(Stored items)
○ ○ ○ ○ ○ ○ ○

Issue #2923, opened 2015-01-20
deis-controller too many clients


ngpestelos:
Please refer to this [gist](https://gist.github.com/karlo57/9307d81649020882f0eb).

Has anyone encountered the same problem?

carmstrong:
This looks like an error returned by the database. A few users have reported this, but not under normal operating load.

To confirm, you could try entering deis-database with `nse deis-database`, editing https://github.com/deis/deis/blob/1fbe1f8c9192de0d13d295c5c6590ef80efebe47/database/templates/postgresql.conf#L64 to a higher value, and then reloading postgres.

ngpestelos:
Thanks, @carmstrong.

ngpestelos:
Here's what we did:

1. `nse deis-database`
2. `sed -i 's/max_connections = 100/max_connections = 200/' /etc/postgresql/9.3/main/postgresql.conf
3. `kill -HUP <postgres-daemon-pid>`

carmstrong:
@ngpestelos You could also PR a change to that value to something like 250 - pretty sure it's either default or arbitrary.

carmstrong:
They could also be stale connections - we may want to lower the timeout value for clients.

PR #2924, opened 2015-01-20
fix(database): increases max_connections to 250

ngpestelos:
For context, please refer to https://github.com/deis/deis/issues/2923


carmstrong:
Code LGTM. A few users have reported seeing that error when stress-testing Deis.

mboersma:
Code LGTM. It's not that hard to use up > 100 connections temporarily, and 250 is still a conservative value for PostgreSQL.

Issue #2920, opened 2015-01-19
deis-controller generated fleet units should [X-Fleet] Conflicts with the others of the same app


ianblenke:
When there is an instance failure, units migrate to the remaining fleet machines. Over time, as fleet machines fail and are terminated by the AWS auto-scaling group and replaced with new instances,  this tends to leave the longest-running fleet machine with a good chance of having multiple if not all units for an app on it.

This just happened to me this evening. I had a 10 minute production outage where the deis-registry, deis-store-gateway, and one of my critical web apps had all 3 units somehow allocated on the the same fleet machine which suddenly stopped responding (thanks AWS!) The 3 app web units were trying to be relocated by fleet, but they were trying to docker pull from the deis-registry which was waiting on the deis-store-gateway to finish starting up which was waiting on ceph which was running in that normal degraded slow way ceph does when one of its monitors/OSDs isn't up. It did eventually repair itself, but that web app wasn't being serviced in the interim.

While it might be fair to say "well fleet shouldn't schedule all 3 on the same machine!" - how is Fleet to know?

At the moment, deis-controller generates fleet units without any kind of affinity for the Fleet scheduler to know better than to allocate all of the units of an app on the same fleet machine.

While using `deis tags` would afford us the ability to tag generated units with fleet machine affinity, it still doesn't prevent the occurrence of a fleet tagged machine from acquiring multiple or all units for an app. Meaning: fleet will merrily schedule multiple units to any available fleet machine with the app's tags.

What we need is a way of tagging deis-controller generated fleet units with an [X-Fleet] Conflicts.

For example, a myapp v3 web proctype unit would ideally have this appended to it:

    [X-Fleet]
    Conflicts=myapp_v3.web.*

Granted, on an N instance deis fleet cluster, this limits it to `deis ps:scale web=N`. Any more than N, and the units simply won't get scheduled by fleet.

As Conflicts is a simple glob, in order to allow overcommits of units, we would need to introduce a "oversubscription" ordinal component to the generated unit service name.

For example, if myapp were on a 3 machine fleet cluster, and we set `deis ps:scale web=6`, in order to allow for oversubscription of 2 (and only 2) units on any given fleet machine, we would need to generate service names like:

    myapp_v3.web.1.1
    myapp_v3.web.1.2
    myapp_v3.web.1.3
    myapp_v3.web.2.1
    myapp_v3.web.2.2
    myapp_v3.web.2.3

And have a unit [X-Fleet] Conflicts something like:

[...]

Issue #2725, opened 2014-12-11
Proposal: scale deis-store-gateway


aledbf:
Similar to `deis-router`, one per node and add the instances in the router

carmstrong:
closed by #2929

PR #2929, opened 2015-01-20
feat(store): Scalable store-gateway

johanneswuerbach:
Allow the store gateway to be scaled across multiple cluster nodes. This speeds up app rescheduling when the node hosting the gateway died

Helps with cases like https://github.com/deis/deis/issues/2920 
Basis for: https://github.com/deis/deis/issues/2725

An inactive gateway uses ~40mb memory, so it might make sense to schedule two gateways by default. https://www.dropbox.com/s/3uwz2brmn188ouu/Screenshot%202015-01-20%2015.36.00.png?dl=0

### DIFF
--- a/deisctl/README.md
+++ b/deisctl/README.md
@@ -39,7 +39,7 @@ $ deisctl install platform
 Logging subsystem...
 deis-logger.service: loaded
 Storage subsystem...
-deis-store-gateway.service: loaded
+deis-store-gateway@1.service: loaded
 Control plane...
 deis-cache.service: loaded
 deis-database.service: loaded
@@ -66,7 +66,7 @@ deis-logspout.service: running
 Storage subsystem...
 deis-store-daemon.service: running
 deis-store-monitor.service: running
-deis-store-gateway.service: running
+deis-store-gateway@1.service: running
 Control plane...
 deis-cache.service: running
 deis-database.service: running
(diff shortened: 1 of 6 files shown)


carmstrong:
Shouldn't we also change the nginx template to write all upstreams and round-robin between them?

johanneswuerbach:
Yes, but as the nginx access is only used by external tools and not deis itself I limited this PR to only deis internal changes for improved HA.

carmstrong:
> Yes, but as the nginx access is only used by external tools and not deis itself I limited this PR to only deis internal changes to improve HA.

:thumbsup:

carmstrong:
Code LGTM.

carmstrong:
We should account for #2995 with this, too.

carmstrong:
LGTM! I deployed a cluster, scaled up to 3 gateways, killed the first gateway, and then pushed a new version of my app. Things went off without a hitch.

I'm going to address #2995 in a separate PR.

bacongobbler:
yeah that's related but we can fix it later

code LGTM!

deisctl/README.md
```diff
@@ -84,7 +84,7 @@ Done.
 
 Note that the default start command activates 1 of each component.
 You can scale components with `deisctl scale router=3`, for example.
-The router and the registry are the only component that _currently_ scales beyond 1 unit.
+The router, the registry and the store gateway are the only component that _currently_ scales beyond 1 unit.
```
mboersma: Note for @carmstrong: subject-verb disagreement here should be cleaned up when you submit your other PR.

mboersma:
Code LGTM.

PR #2932, opened 2015-01-20
chore(contrib/rackspace): bump CoreOS to 522.5.0

carmstrong:


carmstrong:
Turns out this is 494.5.0 - Rackspace isn't there yet.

○ ○ ○ ○ ○ ○ ○

> _WHAT THE TASK ASKS_
Starting at the line that contains "yeah that's related but we can fix it later", retype each remaining line of the records exactly; that line and the last line are both included.

> _RESULT FOR THIS EXERCISE_
yeah that's related but we can fix it later

code LGTM!

deisctl/README.md
```diff
@@ -84,7 +84,7 @@ Done.
 
 Note that the default start command activates 1 of each component.
 You can scale components with `deisctl scale router=3`, for example.
-The router and the registry are the only component that _currently_ scales beyond 1 unit.
+The router, the registry and the store gateway are the only component that _currently_ scales beyond 1 unit.
```
mboersma: Note for @carmstrong: subject-verb disagreement here should be cleaned up when you submit your other PR.

mboersma:
Code LGTM.

PR #2932, opened 2015-01-20
chore(contrib/rackspace): bump CoreOS to 522.5.0

carmstrong:


carmstrong:
Turns out this is 494.5.0 - Rackspace isn't there yet.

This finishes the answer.